PR #10017, opened 2023-09-12
Add create_unbounded_aggregator to simplify callers

igor-aptos:


georgemitenkov (approved):

aptos-move/framework/aptos-framework/sources/aggregator_v2/aggregator_v2.move
```diff
@@ -42,6 +46,21 @@ module aptos_framework::aggregator_v2 {
...
     public native fun create_aggregator<Element: copy + drop>(max_value: Element): Aggregator<Element>;
 
+    /// Creates new aggregator, without any 'max_value' on top of the implicit bound restriction
+    /// due to the width of the type (i.e. MAX_U64 for u64, MAX_U128 for u128).
+    ///
+    /// Currently supported types for Element are u64 and u128.
+    /// EAGGREGATOR_ELEMENT_TYPE_NOT_SUPPORTED raised if called with a different type.
+    public fun create_unbounded_aggregator<Element: copy + drop>(): Aggregator<Element> {
+        if (type_info::type_of<Element>() == type_info::type_of<u64>()) {
+            create_aggregator(MAX_U64)
```
igor-aptos, line 56: oops, this doesn't compile, as it doesn't match the type.

I don't know if I can write this correctly in move?

maybe it either needs to be native function, or to have two ? (create_unbounded_aggregator_u64 and create_unbounded_aggregator_u128)

georgemitenkov:
@igor-aptos I though you would try to compile before sending the PR haha

aptos-move/framework/aptos-framework/sources/aggregator_v2/aggregator_v2.move
georgemitenkov: This should return true
```
type_name<u64>() == string::utf8(b"u64")
```

igor-aptos: this compiles:
`        if (type_info::type_of<Element>() == type_info::type_of<u64>()) {`


this doesn't:
            return create_aggregator(MAX_U64)
when return type of the function is : Aggregator<Element>

Compiler could probably infer something, but even in C++/rust not sure that would pass. Not sure if there is a different way to write this.

PR #10019, opened 2023-09-13
accomodate that LedgerCommitProgress was not recorded after all ledge…

msmouse:
…r commits

### Description

On start up truncate can fail because of that.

# # # # #

__TASK ITEM__.
Within the listing above, work out how many lines contain the string "return", and reply with that number only.

__ANSWER FOR THE TASK__.
3